0

I have observed that camelot is not detecting nested tables in the sample document I have. In the image attached, I'm getting only one table extracted as whole. Is there anyway using which we can detect the inner tables as well?

enter image description here

Megha Sirisilla
  • 151
  • 2
  • 12
  • Please explain better what is the desired output and show what you tried. In any case, you can manually specify a list of table_areas, each one for every tables (https://camelot-py.readthedocs.io/en/master/user/advanced.html#specify-table-areas). – Stefano Fiorucci - anakin87 Dec 23 '21 at 09:29
  • I want the inner tables, i.e. Fee Schedule table to be detected along with the other tables like Contract Timelines, etc. Now when I pass the pdf to camelot, it just gives me one whole table below the line 'The contract is extracted between ABCD ....'. I know we can pass table_regions or table_areas but I don't to opt for that. I have other pdfs which differ from this.
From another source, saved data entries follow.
Issue #1806, opened 2022-12-14
request Does Not Support Multiple Headers


jd-carroll:
## Bug Description
Even though the type definitions [clearly](https://github.com/nodejs/undici/blob/main/types/dispatcher.d.ts#L103) state multiple headers (of the same name) are supported, it would appear they are not. Any time I try to set an [string] array value to a header an exception is thrown.

Note: Here are the types for `IncomingHttpHeaders `, non-single valued headers (ie. the ones explicitly listed) can appear multiple times in a request.
https://github.com/DefinitelyTyped/DefinitelyTyped/blob/878f77e0bbce48cc9c528484e525d7ad1432297c/types/node/http.d.ts#L47-L49

## Reproducible By
```typescript
const { request } = require('undici');
request('https://example.com', {
  method: 'GET',
  headers: {
    'X-Test-Header': ['a']
  }
}).then(() => console.log('success'))
.catch((err) => console.error(err));
```

## Expected Behavior
The request to be sent with the `X-Test-Header`.

## Environment
macOS 13.0.1
node: v18.12.1
undici: 5.14.0

### Additional context
The issue is this line
https://github.com/nodejs/undici/blob/f6323f67e64721e86b9c02b718c7d370b18ca25b/lib/core/request.js#L274-L276

Note: An array is an object! (`typeof [] === 'object' // true`)

I could probably work-up a fix for this, but at this point I am way too frustrated to deal with this any more (sorry).

**Important Note:** It is also more likely than not, that I am doing something wrong. So please tell me where I've gone awry 😎

PR #1807, opened 2022-12-15
fix(request): request headers array

jd-carroll:
Fix for #1806

### DIFF
--- a/lib/core/request.js
+++ b/lib/core/request.js
@@ -279,7 +279,7 @@ function processHeaderValue (key, val) {
 }
 
 function processHeader (request, key, val) {
-  if (val && !(typeof val === 'string' || Array.isArray(val))) {
+  if (val && !(typeof val === 'string' || typeof val === 'number' || typeof val === 'boolean' || Array.isArray(val))) {
     throw new InvalidArgumentError(`invalid ${key} header`)
   } else if (val === undefined) {
     return
--- a/lib/core/request.js
+++ b/lib/core/request.js
@@ -271,8 +271,15 @@ class Request {
   }
 }
 
+function processHeaderValue (key, val) {
+  if (headerCharRegex.exec(val) !== null) {
+    throw new InvalidArgumentError(`invalid ${key} header`)
+  }
+  return `${key}: ${val}\r\n`
+}
+
 function processHeader (request, key, val) {
-  if (val && typeof val === 'object') {
+  if (val && !(typeof val === 'string' || Array.isArray(val))) {
     throw new InvalidArgumentError(`invalid ${key} header`)
   } else if (val === undefined) {
     return
@@ -329,10 +336,14 @@ function processHeader (request, key, val) {
     throw new NotSupportedError('expect header not supported')
   } else if (tokenRegExp.exec(key) === null) {
     throw new InvalidArgumentError('invalid header key')
-  } else if (headerCharRegex.exec(val) !== null) {
-    throw new InvalidArgumentError(`invalid ${key} header`)
   } else {
-    request.headers += `${key}: ${val}\r\n`
+    if (Array.isArray(val)) {
+      for (let i = 0; i < val.length; i++) {
+        request.headers += processHeaderValue(key, val[i])
+      }
+    } else {
+      request.headers += processHeaderValue(key, val)
+    }
   }
 }
 
--- a/lib/core/request.js
+++ b/lib/core/request.js
@@ -272,7 +272,9 @@ class Request {
 }
 
 function processHeaderValue (key, val) {
-  if (headerCharRegex.exec(val) !== null) {
+  if (val && (typeof val === 'object' && !Array.isArray(val))) {
+    throw new InvalidArgumentError(`invalid ${key} header`)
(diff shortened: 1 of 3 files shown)


ronag (approved):

jd-carroll:
Happy to, to be honest wasn't really sure those were the correct tests in the first place (but wanted something).

Could you point me to a good place to add them?

KhafraDev:
https://github.com/nodejs/undici/blob/main/test/headers-as-array.js Would be fine

jd-carroll:
@KhafraDev thanks, added

jd-carroll:
Seeing the test failures, not exactly sure what is going on. I was getting all kinds of failure locally (from unrelated code).

Do I need to look into anything?

KhafraDev:
The failures are likely caused by the change. Locally no errors should occur either.

jd-carroll:
Tests should be all set, though I was having a problem committing locally (error code 13?)

Turns out a number of the tests (incorrectly?) use numbers for header values and not strings. While this is against the "types", my guess is that many people are already doing this, so best not to break them.

lib/core/request.js
```diff
@@ -271,8 +271,15 @@ class Request {
...
+function processHeaderValue (key, val) {
+  if (headerCharRegex.exec(val) !== null) {
+    throw new InvalidArgumentError(`invalid ${key} header`)
+  }
+  return `${key}: ${val}\r\n`
+}
+
 function processHeader (request, key, val) {
-  if (val && typeof val === 'object') {
+  if (val && !(typeof val === 'string' || typeof val === 'number' || typeof val === 'boolean' || Array.isArray(val))) {
```
ronag, line 282: This can be simpler. Check for object and not array.

ronag (changes requested):

lib/core/request.js
jd-carroll: Not sure that I follow your comment (and agree that there is likely a more simple / clean way to express that line).

The root of the original issue is that there was a `typeof val === 'object'`. The reason this is problematic is that an array will be treated the same as an object.

What I am trying to express is that the only allow header values should be allowed:
* string
* string[]
* number (cast to string) (_unofficially supported, Node's `IncomingHttpRequest` lists header values as `string` | `string[]`_)
* boolean (cast to string) (_unofficially supported, Node's `IncomingHttpRequest` lists header values as `string` | `string[]`_)

So Object's should not be allowed, except for Arrays.

How to express all of that, open to suggestions / criticism...

ronag: (typeof val === 'object' && !Array.isArray(obj))

jd-carroll: Ahh, yeah... :see_no_evil:

ronag (approved):

lib/core/request.js
```diff
@@ -329,10 +336,14 @@ function processHeader (request, key, val) {
     throw new NotSupportedError('expect header not supported')
   } else if (tokenRegExp.exec(key) === null) {
     throw new InvalidArgumentError('invalid header key')
-  } else if (headerCharRegex.exec(val) !== null) {
-    throw new InvalidArgumentError(`invalid ${key} header`)
   } else {
-    request.headers += `${key}: ${val}\r\n`
+    if (Array.isArray(val)) {
+      for (let i = 0; i < val.length; i++) {
```
ronag, line 341: Don't we need to check the types of the values in the array?

jd-carroll: How would you like to think about "types" generally? When we took out the string | number | boolean typecheck above, it opens the door to Symbols, functions, and bigints. 

What may make more sense is to collapse line 282-336 into `processHeaderValue` and have all value type checking there. But then that would bring us back to what types should / should not throw.

Should we take the stance:
* Don't be dumb and we'll only throw an error if the value is `typeof === 'object'`

OR

* We'll throw an error any time value is not a string or string equivalent (string | number | boolean)

?

ronag: Just check for object like already do.

jd-carroll:
Anything else either of you would like changed?

test/headers-as-array.js
```diff
@@ -25,6 +25,69 @@ test('handle headers as array', (t) => {
...
+    }, () => {})
+  })
+})
+
+test('handle multi-valued headers', (t) => {
+  t.plan(1)
+  const headers = { a: '1', b: '2', c: '3', d: ['4', '5'] }
+
+  const server = createServer((req, res) => {
+    t.match(req.headers, { a: '1', b: '2', c: '3', d: '4, 5' })
```
KhafraDev, line 75: One thing to note: this behaves differently from fetch. Fetch's webidl checks will stringify the array, giving us `4,5` (no space), but node's http parser joins them with `, `, giving us `4, 5` (with space).

ronag (approved):

test/headers-as-array.js
jd-carroll: Is this something you think needs to be fixed / changed?

KhafraDev: No, just wanted to point it out since it might have been missed in the original review. 👍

I want a generalised solution, if there is one that. – Megha Sirisilla Dec 23 '21 at 10:23
  • Ok. You can try to pass `table_regions` (https://camelot-py.readthedocs.io/en/master/user/advanced.html#specify-table-regions), specifying a fixed restricted part of the page. Maybe if you exclude outer lines, the detection would be more similar to the desired result... Let me know if this works... – Stefano Fiorucci - anakin87 Dec 23 '21 at 10:31
  • Yes. This solution works. I have tried it with table_regions specified. But there is no way we will get it without specifying table_regiogs, right? As in I have many other pdfs too which have straightforward tables unlike this one. I wanted a generalised solution for that reason. I guess I have to check the lines on the pdf and then apply table_regions accordingly. – Megha Sirisilla Dec 23 '21 at 10:58
  • If you are lucky, the table region is the same in the various documents. Maybe, I'm going to write an answer, starting from my last comment... – Stefano Fiorucci - anakin87 Dec 23 '21 at 11:13
  • Yes. I need to look into all the sample pdfs I have and come to a conclusion. Thanks for your suggestion though. – Megha Sirisilla Dec 23 '21 at 11:48
  • If useful, please accept/upvote my answer. – Stefano Fiorucci - anakin87 Jan 02 '22 at 17:57

1 Answers1

0

To programmatically extract internal tables only, you can try passing table_regions parameter, specifying a fixed limited part of the page.

When table_regions is specified, Camelot will only analyze the specified regions to look for tables.